The decision was a full-scale assault on white power and privilege, and while it was supported by a significant portion of the population, resistance to attempts to implement the Court’s order, much of it riotous and armed, was an indication of the level of division in the society and a harbinger of future conflict. After the Montgomery bus boycott, the march at Selma, Alabama, the 1963 march on Washington, D.C. (250,000 people gathered on the National Mall) and the assassination of President John Kennedy, Congress, under the leadership of President Lyndon Johnson, passed the Civil Rights Act of 1964 and the Voting Rights Act of 1965. The latter aimed at freeing minorities, but African Americans in particular, from intimidation of their right and opportunity to vote. In 1969, Congress adopted the National Environmental Policy Act, providing enforcement for protection of the people’s natural resources. The same year members of the American Indian Movement began a 19-month occupation of Alcatraz Island in San Francisco Bay, and in 1972 took over the Interior Department building in Washington, D.C., for six days.

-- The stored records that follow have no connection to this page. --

PR #171, opened 2024-10-11
capability: can't raise ambient and drop bounding caps for other process

### LINKED ISSUE #168: [bug] capability: some errors related to pid
As capability package can be used to set other process's cap, but unfortunately except these two type caps:
1. Bounding cap: we can only drop capabilities from the bounding set via prctl(PR_CAPBSET_DROP), but this operation is only used for current process;
2. Ambient cap: we can only modify ambient cap set via prctl(PR_CAP_AMBIENT), but this operation is also only used for current process.

So if we use capability package for other process via `NewPid(pid>0)`, when we want to use `Apply` to modify target process's bounding and ambient cap set, it will modify current process's bouding and ambient cap set, rather than the target process.

The original post is here: https://github.com/moby/sys/pull/165#issuecomment-2400885314

lifubang:
There may be two ways to fix #168:
 1) Return an error when pid is not 0;
 2) Do raise and drop operation when pid is 0.

I think we should choose the second way, because besides the bug fix,
we can also have a compatibility with before.

### DIFF
--- a/capability/capability.go
+++ b/capability/capability.go
@@ -8,6 +8,8 @@
 // Package capability provides utilities for manipulating POSIX capabilities.
 package capability
 
+import "errors"
+
 type Capabilities interface {
 	// Get check whether a capability present in the given
 	// capabilities set. The 'which' value should be one of EFFECTIVE,
@@ -60,6 +62,11 @@ type Capabilities interface {
 	// effect.
 	Apply(kind CapType) error
 }
+
+var (
+	errBoundingNotMine = errors.New("not support drop bounding cap of other process")
+	errAmbientNotMine  = errors.New("not support modify ambient cap of other process")
+)
 
 // NewPid initializes a new [Capabilities] object for given pid when
 // it is nonzero, or for the current process if pid is 0.
--- a/capability/capability_test.go
+++ b/capability/capability_test.go
@@ -2,13 +2,13 @@
 // Use of this source code is governed by a BSD-style
 // license that can be found in the LICENSE file.
 
-package capability_test
+package capability
 
 import (
+	"errors"
+	"os/exec"
 	"runtime"
 	"testing"
-
-	. "github.com/moby/sys/capability"
 )
 
 // Based on the fact Go 1.18+ supports Linux >= 2.6.32, and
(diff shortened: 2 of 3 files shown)


kolyshkin:
> There may be two ways to fix #168:
> 
> 1. Return an error when pid is not 0;
> 2. Do raise and drop operation when pid is 0.
> 
> I think we should choose the second way, because besides the bug fix, we can also have a compatibility with before.

There is a compatibility issue either way. With the second way, the behavior of this package has changed:
 - it used to ignore the `pid` argument and set capabilities for the current process;
 - now it doesn't do that.
 
 So, for some code which does, for example, `NewPid(os.Getpid())`, this will be a breaking change. What's worse, they won't know about it, as no error is returned.

So I think the first way is better. If someone is doing something wrong, it's better to return an error so they know they are doing it wrong, rather than silently stop doing something.

lifubang:
> So I think the first way is better. If someone is doing something wrong, it's better to return an error so they know they are doing it wrong, rather than silently stop doing something.

Agree, I have changed to return an error.

capability/capability.go
```diff
@@ -61,6 +63,11 @@ type Capabilities interface {
 	Apply(kind CapType) error
 }
 
+var (
+	ErrBoundingNotMine = errors.New("not support drop bounding cap of other process")
+	ErrAmbientNotMine  = errors.New("not support modify ambient cap of other process")
```
kolyshkin, line 68: Do we need these errors as part of a public API? If yes, why?

lifubang: Maybe someone use it to check the error type, like what to do in the test?
But maybe no, so I'll change it.

kolyshkin: > Maybe someone use it to check the error type, like what to do in the test?

For the test case, you can add `export_test.go` file having something like this:
```go
package capability

// Make some internal details available for tests.

var ErrBoundingNotMine = errBoundingNotMine
```

capability/capability_test.go
```diff
@@ -151,3 +150,35 @@ func TestAmbientCapSet(t *testing.T) {
...
+func TestApplyBoundingCapsForOtherProcess(t *testing.T) {
+	if runtime.GOOS != "linux" {
+		return
+	}
+	requirePCapSet(t)
+
+	pid, err := NewPid(1)
+	if err != nil {
+		t.Fatal(err)
+	}
```
kolyshkin, line 179: Perhaps you can remove this part (i.e. make one test out of two).

capability/capability_test.go
```diff
@@ -151,3 +151,40 @@ func TestAmbientCapSet(t *testing.T) {
...
 	}
 }
+
+func TestApplyCapsForOtherProcess(t *testing.T) {
+	if runtime.GOOS != "linux" {
+		return
+	}
+	requirePCapSet(t)
+
+	cmd := exec.Command("sleep", "sleep", "infinity")
```
kolyshkin, line 161: I think this should be 
```suggestion
	cmd := exec.Command("sleep", "infinity")
```

kolyshkin (changes requested):
We have a big problem

```
=== RUN   TestAmbientCapSet
--- PASS: TestAmbientCapSet (0.00s)
=== RUN   TestApplyCapsForOtherProcess
    capability_test.go:159: The test needs `CAP_SETPCAP`.
--- SKIP: TestApplyCapsForOtherProcess (0.00s)
```

TestAmbientCapSet removes some capabilities from the binary, and thus all other tests that require `CAP_SETPCAP` (or root) won't work.

Glad we found it now before it's too late.

The solution here is to spawn such test cases in a separate binary, so it won't affect others.

I will come up with a patch.

capability/capability_test.go
kolyshkin: The error went unnoticed because this test is not being run, because the previous test (TestAmbientCapSet) removes CAP_SET_PCAP from the test process. Oh well

kolyshkin: See [here](https://github.com/moby/sys/pull/171#pullrequestreview-2376989867)

kolyshkin:
> I will come up with a patch.

See #173.

kolyshkin:
> > I will come up with a patch.
> 
> See #173.

@lifubang can you help me and review #173?

kolyshkin:
Closing in favor of #174. @lifubang please help reviewing that one.

PR #172, opened 2024-10-18
Makefile: fix error from test

kolyshkin:
When running make test, there appears an error:

	/bin/sh: 1: test: go test -exec sudo: unexpected operator

or

	/bin/sh: line 1: test: go test -exec sudo: binary operator expected

(depending on which shell is used).

This is caused by CMD value containing extra quotes (from RUN_VIA_SUDO=-exec "sudo -n") which test sees as an extra option.

Enclose test argument in single quotes to fix the issue.

### DIFF
--- a/Makefile
+++ b/Makefile
@@ -14,7 +14,7 @@ clean:
 
 .PHONY: foreach
 foreach: ## Run $(CMD) for every package.
-	@if test -z "$(CMD)"; then \
+	@if test -z '$(CMD)'; then \
 		echo 'Usage: make foreach CMD="commands to run for every package"'; \
 		exit 1; \
 	fi


kolyshkin:
@tianon I think you'll like this one :)

kolyshkin:
@thaJeztah PTAL

thaJeztah (approved):
DOH! That's a fun one indeed.

Hoping ... one day, `go test` to have a `--recursive` option to run all modules in the path recursively. This is such a pain all.

LGTM

tianon:
> @tianon I think you'll like this one :)

You're 100% correct, I _do_ like this one! :grin: :heart:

Reaction to these reshapings of American culture were severe and have been persistent. The photos of Arkansas Governor Orval Faubus preventing the Little Rock Nine from entering Central High School there and Govs. George Wallace and Ross Barnett barring the doors of their state universities to students attempting to register are iconic. President Richard Nixon’s “southern strategy,” continued by President Reagan, using coded phrases such as “states’ rights” to seduce white voters to the Republican Party, is legendary.

Here in Alaska, historian Ross Coen has shown that courts found the 1945 Anti-Discrimination to be unenforceable, and in any case, historian Terrence Cole noted that the act did not necessarily change the hearts and minds of Alaskans. Not well remembered is the fierce state opposition to the Native claims settlement before Gov. Bill Egan was elected in 1970.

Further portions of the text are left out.